You say peak trans as if it's a moment you're planning to reach when you can reject all parts of the trans side of the debate.
I think most people mean it in terms of having been absolutely fine with and wholly supportive of trans rights and thinking fgs live and let live/ this is the same as gay marriage/ get with the 21st century, and then reached the point of seeing the agenda and the multiple issues in the picture and moving from 'yay, equality' to 'hang on a minute, this isn't equality and I have issues with some of this'.
Every inch of this is thoroughly complex, multi sided issues, there are not clear answers, all I want is that nationally this is debated, fully, openly, with representative voices from women as much as from trans people, and the decisions reached are transparent, fair and properly balanced ones. I'm not ok with the GRA being the first rights act in history that actively removed rights from others instead of just granting equal rights to a disadvantaged group. I don't want anyone to 'lose'.
What I do keep thinking - keeping in mind that the hospital wards issue is just another small piece of a much large puzzle of attitudes towards women, women's rights, women's consent, women's bodily autonomy and the underlying misogyny that is still so built into society - is what is the status quo compared to the proposed change.
The status quo is that women can expect the NHS to provide single sex wards for the reasons the NHS themselves state, of privacy, dignity and safety. Mixed wards were an experiment not liked or wanted by patients (and yes one person may have been fine with it, but in issues of consent 'no' trumps 'yes') and all political parties were committed to erasing.
The middle ground status quo is in the form of the 2004 legislation that people with a GRC - Miranda Yardley terms this group as transsexual which is a useful way to differentiate, so a diagnosis of gender dysphoria and having gone through a process of verifying and documenting this commitment- being generally treated as the sex they have gone through the process of legally changing to, with exemptions allowed if the provider can demonstrate the necessity. So some flexibility here.
The proposed change is that anyone can identify as a woman with no process to go through and no gender dysphoria involved - literally 'I feel like a woman' does it; no providers may have exemptions for biological womens' spaces and provisions no matter what the reason so no gate keeping of any kind permitted, and a drastic change for biological women in those hospital wards who have their right to single sex provision removed.
It's a drastic change, significantly disadvantaging one of the two groups involved, and the disadvantaged group forms the massive majority of people who will be affected. So my feelings are no, the proposed change is not acceptable in its current form. That means things remain the same rather than increasing disadvantage or removing provision for the other group.
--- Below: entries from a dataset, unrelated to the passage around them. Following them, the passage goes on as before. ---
PR #850, opened 2024-10-12
Remove duplicated header names

naglis:
`date` and `connection` are currently duplicated.

### DIFF
--- a/src/util.rs
+++ b/src/util.rs
@@ -190,8 +190,6 @@ const NON_SENSITIVE_HEADERS: &[&str] = &[
     "accept",
     "accept-encoding",
     "accept-charset",
-    "date",
-    "connection",
     "server",
     "user-agent",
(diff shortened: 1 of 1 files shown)


naglis:
On a somewhat related note, I was wondering if using [`HeaderName`](https://docs.rs/http/1.1.0/http/header/struct.HeaderName.html) for `NON_SENSITIVE_HEADERS` would make sense?

algesten:
@naglis hi! welcome to ureq!

You're right. This is duplicated. Thanks for the PR!

> On a somewhat related note, I was wondering if using [`HeaderName`](https://docs.rs/http/1.1.0/http/header/struct.HeaderName.html) for `NON_SENSITIVE_HEADERS` would make sense?

Yeah, the const fn looks good. Let's do that! PR welcome!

The flexibility that the middle ground/GRA allowed is rapidly being erased by self identification, which has been the choice of the trans community itself. It will not allow a case by case basis, it simply demands that anyone with any appearance and without consideration of their intentions, must be granted full access to women's spaces irrespective of the effect on women's privacy and dignity. And irrespective of the fact - evidenced fact - that some of the people who will exercise that right actively mean harm to those women in that situation.
Many women are realising that their flexibility and willingness to support and listen has just been the thin end of a very big wedge, and has been interpreted as weakness, have had to switch from 'conditional support' to 'I cannot support this ideology'. I've reached that point and I'm sad about it, but the trans movement and trans community have to take ownership of the consequences of their choices and actions. It's not women's responsibility to compensate and fix it for them.